We are bringing the Outback back up from the lower 48 this summer, so anytime after mid July will be really cool!!!! Please keep us in the loop.
Thanks 
Frank



AKvagabond said:


> July sounds great too me. I work on the Slope though and am scheduled off July 17 thru July 29 for the month. At this point could we set a date of say July 24 thru July 27 or right in that ball park (give or take a day)?
> 
> I'd like to see if any other AK OBers are interested and maybe we could solidify the date and plan a place to camp.
> 
> usmc03 & akvagabond, Do you have any preferences as far as areas go? Kenai Peninsula, Seward, Homer, mat-su Valley, Fairbanks / Interior, Etc?


That is the one weekend that will not work for me but keep trying to get more interest for that date and see...
[/quote]


----------



## ALASKA PFLOCK (Jun 24, 2007)

Sounds like a great idea!







It looks like it is shaping up to be a great intro to summer.
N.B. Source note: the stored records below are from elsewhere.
PR #69, opened 2017-10-19
add the simplified image classifier workflow

mehdidc:


rampwf/workflows/simplified_image_classifier.py
```diff
@@ -0,0 +1,161 @@
...
+    as input an instance of `ImageLoader`.
+
+    Parameters
+    ==========
+
+    n_classes : int
+        Total number of classes.
+
+    """
+    def __init__(self, n_classes, workflow_element_names=['batch_classifier']):
```
jorisvandenbossche: batch_classifier is a bit a strange name if there is no batch anymore

mehdidc: Indeed, maybe we can just use image_classifier.

jorisvandenbossche: I would do that, then with eg a ImageClassifier class the participants need to implement

rampwf/workflows/simplified_image_classifier.py
```diff
@@ -0,0 +1,164 @@
...
+
+    n_classes : int
+        Total number of classes. 
+    """
+
+    def __init__(self, X_array, y_array, folder, n_classes):
+        self.X_array = X_array
+        self.y_array = y_array
+        self.folder = folder
+        self.n_classes = n_classes
```
jorisvandenbossche: this one is not used?

jorisvandenbossche:
In the example in MNIST_simplified, the full dataset is loaded into memory in the actual submission. Is that thought to be the typical workflow? 
Because if that is the case, I would just pass the data to the underlying ImageClassifier instead of the ImageLoader object, which would make the interface much simpler for the participant IMO.

kegl:
No, it's not the typical way this will be used. MNIST is a small set of tiny images. We typically load 16-32-64 jpegs at a time in the submissions. The reason of this workflow is to make accessing the data more flexible, without exposing the physical storage (so e.g. they can open the test images in fit). The typical flexibility this allows them to do is to load the images in random order and write their own generators to be sent to keras.

rampwf/workflows/simplified_image_classifier.py
mehdidc: Indeed, it is not used, but I thought that it coud be needed by users submissions to know the number of classes of the task, in order to to initialize the model.

rampwf/workflows/simplified_image_classifier.py
```diff
@@ -83,6 +84,16 @@ def test_submission(self, trained_model, folder_X_array):
         return y_proba
 
 
+def image_transform(x, transforms):
```
kegl: @mehdidc @jorisvandenbossche I'll need code review here. Remember, the problem is that because of `imp` we can't pickle any user submission, which means they cannot implement parallel loading or image transform. Implementing loading was easy, but for the transform they also can't provide the transform function itself, so we need to implement the transform itself, which they can parameterize. The syntax is a list of dictionaries, each dictionary containing `name` and a list of named parameters. Below is the implementation of a random rotation between `l_angle` and `u_angle`.

jorisvandenbossche:
Shouldn't the transform (rotating images) be something in the user submission? As typically a participant wants to add more of such transform steps?

kegl:
But that's exactly what we can't do (clash between joblib and imp).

Let me know a location and date and I will put in for leave time.


----------



## Ahumadas (Apr 16, 2006)

AKvagabond & All

Would the weekend of July 17th thru (or around) July 20th work for you? That will be the first weekend of my R&R but would be available to meet all of you and camp starting that Friday (7/17). I'll just have my DW get the Outback ready so we could leave on Firday morning the day after I come home from work.
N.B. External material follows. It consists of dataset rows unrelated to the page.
PR #78, opened 2018-08-29
Slug as a Block Property meta box input

### LINKED ISSUE #45: Move "Slug" meta box into the Properties meta box.
Might have to do this with a little JS magic.

lukecarbis:
Remove the slug meta box and put the slug input into the Block Properties meta box instead.

Resolves #45.


rheinardkorf (approved):

rheinardkorf:
Much better with the slug!

PR #81, opened 2018-08-30
PHPCS Fixes

lukecarbis:
@rheinardkorf Here's what you get for being picky about coding standards.

This resolves all the outstanding PHPCS issues currently in `develop`, before I go ahead and fix them in the branches.

The one exception is the `php/views/class-admin-menu.php` file, because I know that file is being deleted in #75.

This will likely create a few conflicts, but nothing I can't deal with.


lukecarbis:
If you think it's worth it, you might like to sort out the `npm run dev` process to include `.min` in the minified js and css files, so that they can be more easily excluded from PHPCS (rather than specifying them individually).

rheinardkorf (approved):

PR #85, opened 2018-08-31
Bugfix: Invalid characters in slug

### LINKED ISSUE #53: Can't use Number in Block Slug
I noticed that although I could successfully save a custom block with a number character in the slug, as well as set up the template file, the block was not accessible in the GB editor. After changing the slug (removing number), and updating the template to match I was able to access it in the editor.

lukecarbis:
Resolves #53.


lukecarbis:
Accidentally started with the wrong branch here, so please merge #78 first.

php/blocks/class-loader.php
```diff
@@ -111,6 +111,14 @@ public function dynamic_block_loader() {
 
 			$attributes['acb_block_name'] = $block_name;
 
+			// sanitize_title() allows underscores, but register_block_type doesn't.
```
rheinardkorf, line 114: Good catch!

rheinardkorf (approved):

If July 17th thru the 19th or 20th works for the rest of you does anyone have a "special" CG to meet? We like Eklutna Lake State Park just outside of Anchorage. Seward is always a sure thing but I'm sure the crowds will be large due to the Fishing Derbies. I'm open to any suggestions and would even drive to Homer, Fairbanks, Glenallen or anywhere else someone strongly suggests.

Jim


----------



## ORvagabond (Apr 17, 2009)

The weekend of the 17th would work for us...Eklutna Lake would be nice!


----------



## akdream (Mar 21, 2006)

Sounds like great fun. Let us know the dates, we'll try to be there. The 17-20 of July works, I work a week on/week off. We have been to Tolsona numerous times and we love it there. They have an area for group gatherings. Tolsona is in the Glennallen area. (www.tolsona.com)
Eric & Judy


----------



## Ahumadas (Apr 16, 2006)

All,

Thanks for the responses. It sounds like July 17th through the 19th would work for most eveyone with such short notice. Since Northernstar is coming from Fairbanks, I'm in agreement with akdream to stay at the Tolsona Wilderness CG in Glenallen (off of the Glenn Highway). This would mean that everyone's drive time would be about equal. We've stayed there before and it is a nice CG not to mention the fact that they have "The prettiest dump site" in Alaska.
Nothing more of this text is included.